**TASK DETAILS:**
Please return each of the entries below exactly as they appear.
--------------------
PR #1868, opened 2021-10-31
add mission groupId in pom.xml.

wanglunhui2012:


siepkes:
The group ID `org.apache.maven.plugins` is the default group ID in Maven. Therefor there is no need to specify it. See the Maven POM XSD: https://maven.apache.org/xsd/maven-4.0.0.xsd

wanglunhui2012:
> The group ID `org.apache.maven.plugins` is the default group ID in Maven. Therefor there is no need to specify it. See the Maven POM XSD: https://maven.apache.org/xsd/maven-4.0.0.xsd

But this will prompt error in my IDEA.

siepkes:
In that case you could file an issue with your IDE vendor. Because as you can see in the [Maven POM XSD](https://maven.apache.org/xsd/maven-4.0.0.xsd) `org.apache.maven.plugins` is the default group ID. Thats also why running `mvn package` works.

Issue #1889, opened 2021-12-16
Validation of closed connection causes logging of "Failed to validate connection" warning


pvinokurov:
In the current implementation of PoolBase#isConnectionDead(isConnectionAlive) setNetworkTimeout() is called firstly to check the connection validity:
[PoolBase#L151](https://github.com/brettwooldridge/HikariCP/blob/ed2da5f1f4ef19f871fac12effc0b199706905dc/src/main/java/com/zaxxer/hikari/pool/PoolBase.java#L151)

In many JDBC drivers, calling **Connection#setNetworkTimeout** throws SqlException in the case when a connection is closed.
For example, Postgres JDBC driver throws PSQLException("This connection has been closed.") by calling setNetworkTimeout()
[PgConnection#L1622](https://github.com/pgjdbc/pgjdbc/blob/9899c6fb4646ad032f83cec99be49180eab802b2/pgjdbc/src/main/java/org/postgresql/jdbc/PgConnection.java#L1622)
[PgConnection.java#L883](https://github.com/pgjdbc/pgjdbc/blob/9899c6fb4646ad032f83cec99be49180eab802b2/pgjdbc/src/main/java/org/postgresql/jdbc/PgConnection.java#L883)

The behavior of isConnectionDead() method looks odd because in the case of apriori closed connection it causes an exception and logging warning.
If a connection is not valid by the result of Connection.isValid method the warning is not logged.
The warning message could be confusing due to the indirect relation between maxLifeTime parameter and closed connections.

The proposal is to check that connection is closed before calling setNetworkTimeout thereby not causing the exception and logging the warning.

pvinokurov:
https://github.com/brettwooldridge/HikariCP/pull/1890

pvinokurov:
Duplicated https://github.com/brettwooldridge/HikariCP/pull/1890

ribalw:
Hi @pvinokurov, Is this issue still open and has not been sorted? We are facing this quite often in all of our services whereas all our metrics look good. We just have tons of warnings that we want to be removed.

PR #1890, opened 2021-12-17
Check connection has not been closed at first while checking the validity of connection

pvinokurov:
In the current implementation of PoolBase#isConnectionDead(isConnectionAlive) setNetworkTimeout() is called firstly to check the connection validity:
PoolBase#L151

In many JDBC drivers, calling Connection#setNetworkTimeout throws SqlException in the case when a connection is closed.
For example, Postgres JDBC driver throws PSQLException("This connection has been closed.") by calling setNetworkTimeout()
PgConnection#L1622
PgConnection.java#L883

The behavior of isConnectionDead() method looks odd because in the case of apriori closed connection it causes an exception and logging warning.
If a connection is not valid by the result of Connection.isValid method the warning is not logged.
The warning message could be confusing due to the indirect relation between maxLifeTime parameter and closed connections.

The proposal is to check that connection is closed before calling setNetworkTimeout thereby not causing the exception and logging the warning.

### DIFF
--- a/src/main/java/com/zaxxer/hikari/pool/PoolBase.java
+++ b/src/main/java/com/zaxxer/hikari/pool/PoolBase.java
@@ -147,6 +147,10 @@ abstract class PoolBase
    boolean isConnectionDead(final Connection connection)
    {
       try {
+         if(connection.isClosed()){
+            return false;
+         }
+
          try {
             setNetworkTimeout(connection, validationTimeout);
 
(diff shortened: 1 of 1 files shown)


pvinokurov:
Related to https://github.com/brettwooldridge/HikariCP/issues/1889

lfbayer:
Brett has explained the reason why not to solve this problem in this way in an earlier comment here: https://github.com/brettwooldridge/HikariCP/issues/1212#issuecomment-417404421

PR #1902, opened 2022-02-16
Remove the Java11 maven profile, which is no longer necessary now tha…

PascalSchumacher:
…t HikariCP requires Java 11.


brettwooldridge:
It was removed by another commit.

PR #1940, opened 2022-05-26
Expose whether pool is suspended in MXBean

ashok-square:


lfbayer:
@ashok-square sorry to take so long to respond to this pull request.

Can you add a unit test to cover this new method?

Issue #1950, opened 2022-07-13
Hikari support for TRANSACTION_LAST_COMMITED and TRANSACTION_CURSOR_STABILITY


liamsorsby:
Using the Informix jdbc plugin we have a use case where we need to use TRANSACTION_LAST_COMMITED however that doesn't look like it's support in the enum
https://github.com/brettwooldridge/HikariCP/blob/dev/src/main/java/com/zaxxer/hikari/util/IsolationLevel.java#L19
Documentation of the allowed Isolation Levels here: https://www.ibm.com/docs/en/informix-servers/12.10?topic=database-informix-environment-variables-informix-jdbc-driver

The map to the following:
```
0 Equivalent to TRANSACTION_NONE
1 Dirty Read (equivalent to TRANSACTION_READ_UNCOMMITTED),
2 Committed Read (equivalent to TRANSACTION_READ_COMMITTED),
3 Cursor Stability (equivalent to TRANSACTION_READ_COMMITTED),
4 Repeatable Read (equivalent to TRANSACTION_REPEATABLE_READ)
5 Committed Read LAST COMMITTED (equivalent to TRANSACTION_LAST_COMMITTED)
8 Equivalent to TRANSACTION_SERIALIZABLE
```

Would there be any objection to implementing the missing ENUM's or was there a reason they weren't added?
```
3 Cursor Stability (equivalent to TRANSACTION_READ_COMMITTED),
5 Committed Read LAST COMMITTED (equivalent to TRANSACTION_LAST_COMMITTED)
```

PR #1952, opened 2022-07-14
[#1950] Adds support for TRANSACTION_CURSOR_STABILITY and TRANSACTION_LAST_COMMITTED

liamsorsby:
TRANSACTION_LAST_COMMITTED - This allows a readonly user to access a row and read the last commited data while Informix has an open lock against the data.
Unlike TRANSACTION_READ_UNCOMMITTED which would also accomplish the same but would end up allowing dirty reads. This would lead to us reading data that's potentially either rolledback or never actually commited.

TRANSACTION_CURSOR_STABILITY - Cursor stability will place a lock on a row as it's fetched which ensures that the data doesn't change while the program reads the data.
Documentation for cursor stability can be found here https://www.ibm.com/docs/en/informix-servers/12.10?topic=level-informix-cursor-stability-isolation

Documentation on Informix transaction isolation levels are here https://www.ibm.com/docs/en/informix-servers/12.10?topic=database-informix-environment-variables-informix-jdbc-driver


lfbayer:
@brettwooldridge This seems reasonable to me, but presumably there are other isolation levels as well. Why stop here, is there a way to support everything without HikariCP having to know?

liamsorsby:
As the Ifxconnection extends java.sql.connection and I suspect most of them would. It might be possible to just expect an instance of java.sql.connection to be passed in. That would likely result in a breaking change though.

https://javadoc.io/static/com.ibm.informix/jdbc/4.10.9/com/informix/jdbc/IfxConnection.html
--------------------
**SOLUTION FOR THIS PROBLEM:**
PR #1868, opened 2021-10-31
add mission groupId in pom.xml.

wanglunhui2012:


siepkes:
The group ID `org.apache.maven.plugins` is the default group ID in Maven. Therefor there is no need to specify it. See the Maven POM XSD: https://maven.apache.org/xsd/maven-4.0.0.xsd

wanglunhui2012:
> The group ID `org.apache.maven.plugins` is the default group ID in Maven. Therefor there is no need to specify it. See the Maven POM XSD: https://maven.apache.org/xsd/maven-4.0.0.xsd

But this will prompt error in my IDEA.

siepkes:
In that case you could file an issue with your IDE vendor. Because as you can see in the [Maven POM XSD](https://maven.apache.org/xsd/maven-4.0.0.xsd) `org.apache.maven.plugins` is the default group ID. Thats also why running `mvn package` works.

Issue #1889, opened 2021-12-16
Validation of closed connection causes logging of "Failed to validate connection" warning


pvinokurov:
In the current implementation of PoolBase#isConnectionDead(isConnectionAlive) setNetworkTimeout() is called firstly to check the connection validity:
[PoolBase#L151](https://github.com/brettwooldridge/HikariCP/blob/ed2da5f1f4ef19f871fac12effc0b199706905dc/src/main/java/com/zaxxer/hikari/pool/PoolBase.java#L151)

In many JDBC drivers, calling **Connection#setNetworkTimeout** throws SqlException in the case when a connection is closed.
For example, Postgres JDBC driver throws PSQLException("This connection has been closed.") by calling setNetworkTimeout()
[PgConnection#L1622](https://github.com/pgjdbc/pgjdbc/blob/9899c6fb4646ad032f83cec99be49180eab802b2/pgjdbc/src/main/java/org/postgresql/jdbc/PgConnection.java#L1622)
[PgConnection.java#L883](https://github.com/pgjdbc/pgjdbc/blob/9899c6fb4646ad032f83cec99be49180eab802b2/pgjdbc/src/main/java/org/postgresql/jdbc/PgConnection.java#L883)

The behavior of isConnectionDead() method looks odd because in the case of apriori closed connection it causes an exception and logging warning.
If a connection is not valid by the result of Connection.isValid method the warning is not logged.
The warning message could be confusing due to the indirect relation between maxLifeTime parameter and closed connections.

The proposal is to check that connection is closed before calling setNetworkTimeout thereby not causing the exception and logging the warning.

pvinokurov:
https://github.com/brettwooldridge/HikariCP/pull/1890

pvinokurov:
Duplicated https://github.com/brettwooldridge/HikariCP/pull/1890

ribalw:
Hi @pvinokurov, Is this issue still open and has not been sorted? We are facing this quite often in all of our services whereas all our metrics look good. We just have tons of warnings that we want to be removed.

PR #1890, opened 2021-12-17
Check connection has not been closed at first while checking the validity of connection

pvinokurov:
In the current implementation of PoolBase#isConnectionDead(isConnectionAlive) setNetworkTimeout() is called firstly to check the connection validity:
PoolBase#L151

In many JDBC drivers, calling Connection#setNetworkTimeout throws SqlException in the case when a connection is closed.
For example, Postgres JDBC driver throws PSQLException("This connection has been closed.") by calling setNetworkTimeout()
PgConnection#L1622
PgConnection.java#L883

The behavior of isConnectionDead() method looks odd because in the case of apriori closed connection it causes an exception and logging warning.
If a connection is not valid by the result of Connection.isValid method the warning is not logged.
The warning message could be confusing due to the indirect relation between maxLifeTime parameter and closed connections.

The proposal is to check that connection is closed before calling setNetworkTimeout thereby not causing the exception and logging the warning.

### DIFF
--- a/src/main/java/com/zaxxer/hikari/pool/PoolBase.java
+++ b/src/main/java/com/zaxxer/hikari/pool/PoolBase.java
@@ -147,6 +147,10 @@ abstract class PoolBase
    boolean isConnectionDead(final Connection connection)
    {
       try {
+         if(connection.isClosed()){
+            return false;
+         }
+
          try {
             setNetworkTimeout(connection, validationTimeout);
 
(diff shortened: 1 of 1 files shown)


pvinokurov:
Related to https://github.com/brettwooldridge/HikariCP/issues/1889

lfbayer:
Brett has explained the reason why not to solve this problem in this way in an earlier comment here: https://github.com/brettwooldridge/HikariCP/issues/1212#issuecomment-417404421

PR #1902, opened 2022-02-16
Remove the Java11 maven profile, which is no longer necessary now tha…

PascalSchumacher:
…t HikariCP requires Java 11.


brettwooldridge:
It was removed by another commit.

PR #1940, opened 2022-05-26
Expose whether pool is suspended in MXBean

ashok-square:


lfbayer:
@ashok-square sorry to take so long to respond to this pull request.

Can you add a unit test to cover this new method?

Issue #1950, opened 2022-07-13
Hikari support for TRANSACTION_LAST_COMMITED and TRANSACTION_CURSOR_STABILITY


liamsorsby:
Using the Informix jdbc plugin we have a use case where we need to use TRANSACTION_LAST_COMMITED however that doesn't look like it's support in the enum
https://github.com/brettwooldridge/HikariCP/blob/dev/src/main/java/com/zaxxer/hikari/util/IsolationLevel.java#L19
Documentation of the allowed Isolation Levels here: https://www.ibm.com/docs/en/informix-servers/12.10?topic=database-informix-environment-variables-informix-jdbc-driver

The map to the following:
```
0 Equivalent to TRANSACTION_NONE
1 Dirty Read (equivalent to TRANSACTION_READ_UNCOMMITTED),
2 Committed Read (equivalent to TRANSACTION_READ_COMMITTED),
3 Cursor Stability (equivalent to TRANSACTION_READ_COMMITTED),
4 Repeatable Read (equivalent to TRANSACTION_REPEATABLE_READ)
5 Committed Read LAST COMMITTED (equivalent to TRANSACTION_LAST_COMMITTED)
8 Equivalent to TRANSACTION_SERIALIZABLE
```

Would there be any objection to implementing the missing ENUM's or was there a reason they weren't added?
```
3 Cursor Stability (equivalent to TRANSACTION_READ_COMMITTED),
5 Committed Read LAST COMMITTED (equivalent to TRANSACTION_LAST_COMMITTED)
```

PR #1952, opened 2022-07-14
[#1950] Adds support for TRANSACTION_CURSOR_STABILITY and TRANSACTION_LAST_COMMITTED

liamsorsby:
TRANSACTION_LAST_COMMITTED - This allows a readonly user to access a row and read the last commited data while Informix has an open lock against the data.
Unlike TRANSACTION_READ_UNCOMMITTED which would also accomplish the same but would end up allowing dirty reads. This would lead to us reading data that's potentially either rolledback or never actually commited.

TRANSACTION_CURSOR_STABILITY - Cursor stability will place a lock on a row as it's fetched which ensures that the data doesn't change while the program reads the data.
Documentation for cursor stability can be found here https://www.ibm.com/docs/en/informix-servers/12.10?topic=level-informix-cursor-stability-isolation

Documentation on Informix transaction isolation levels are here https://www.ibm.com/docs/en/informix-servers/12.10?topic=database-informix-environment-variables-informix-jdbc-driver


lfbayer:
@brettwooldridge This seems reasonable to me, but presumably there are other isolation levels as well. Why stop here, is there a way to support everything without HikariCP having to know?

liamsorsby:
As the Ifxconnection extends java.sql.connection and I suspect most of them would. It might be possible to just expect an instance of java.sql.connection to be passed in. That would likely result in a breaking change though.

https://javadoc.io/static/com.ibm.informix/jdbc/4.10.9/com/informix/jdbc/IfxConnection.html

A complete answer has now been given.